19 April 2014

the perrenoud





Yesterday afternoon, Robert & I enjoyed a sunshiny outing. We've no stoop per se, so we borrowed someone else's. We sat on the steps in the shade of a tree (for an hour? two hours?) and we talked about where we should move next year, and about maybe picking up tennis this summer. He admired a bed of daffodils. And we talked about our dream house -- of porches and stoops, and a small backyard, of white walls, of wide windows, and archways, of nooks and crannies, of soft-spoken antiqueness, of history...of dark hardwood floors -- of tiny feet running across them.

And on the way home, we passed this building, which we stopped to admire for a few minutes. The heavy wooden doors, the golden pulls, stained glass, silver-painted radiator -- and the looming white columns, the sun-shaped light fixture. There's a patch of grass that runs around it -- perfect for lounging with a book on summer mornings. I had to look it up, the Perrenoud, when we got home. The building, in the Swallow Hill Historic District, was constructed in 1901 by three sisters -- Adele, Zelie, and R. Louise -- and in its heyday, the building functioned as a sort of private club -- on the lower level was a kitchen with a full time chef, a dining room, a ballroom, staffed laundry, maids and servants. The building still houses a birdcage elevator -- the last functioning one in Denver. I've a habit of getting all caught up in histories -- I like to hear people's stories, and I like to know the histories of places, of things, too. So there's a bit about the Perrenoud, and how we passed it on a warm Friday in April -- one busy with daydreams.

18 April 2014

temple square


and a special shot, just for my mother-in-law of the garden's flowers in bloom. she loved those bright colors. 
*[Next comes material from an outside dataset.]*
PR #8193, opened 2023-08-31
Further improvements on textarea

ilpav12:
Changed `x-on:load.window` to `x-init` and added `wire:ignore` after discussion on PR #8177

the weekend before last, robbie + i ventured to salt lake city for general conference with robbie's parents, who are LDS. it was a whirlwind 48-hour trip -- and a great time. we loved seeing his parents, and his brother and wife + their little kiddos. i've have watched several of the conferences online, so it was neat to attend a session in person. and that mormon tabernacle choir is out of this world. completely angelic. 

also: i've seen salt lake city's temple square a number of times now, but i gotta say -- she's never looked so pretty than flanked by cherry blossom trees in full bloom. it was rainy with sideswept winds, yes, but worth it to see those trees. maybe it's the inner virginian in me, but cherry blossom trees are everything. oh how i miss spring flowers! all the ones in our neighborhood were swiftly killed off by resurgent winter storms -- just trees and walls with crumpled, white-ish tissue paper looking things. breaks my spring-loving heart. take me where the cherry blossoms bloom, and my heart's forever yours. 

17 April 2014

mountain treasures


This is the kind of thing that happens in Colorado all. the. time. You're driving someplace, and you take a spontaneous turn just to see what's down there. And then you find yourself in a place like this. Colorado is full, full, full of goldmines i tell ya. That's how Robert + two friends + I found ourselves at this gem (harhar) of a place -- the Pikes Peak Rock Shop in Cascade, CO. (Look it up if you are ever in town -- just minutes from Garden of the Gods in Colorado Springs!)

The shop is packed full of goodies -- rocks + minerals, Southwestern silver, and Native American crafted goods. We departed with a small dreamcatcher, and dingdingding! A Himalayan salt rock lamp! Which you might know I've been pining after. (I'll share more about the lamp later.)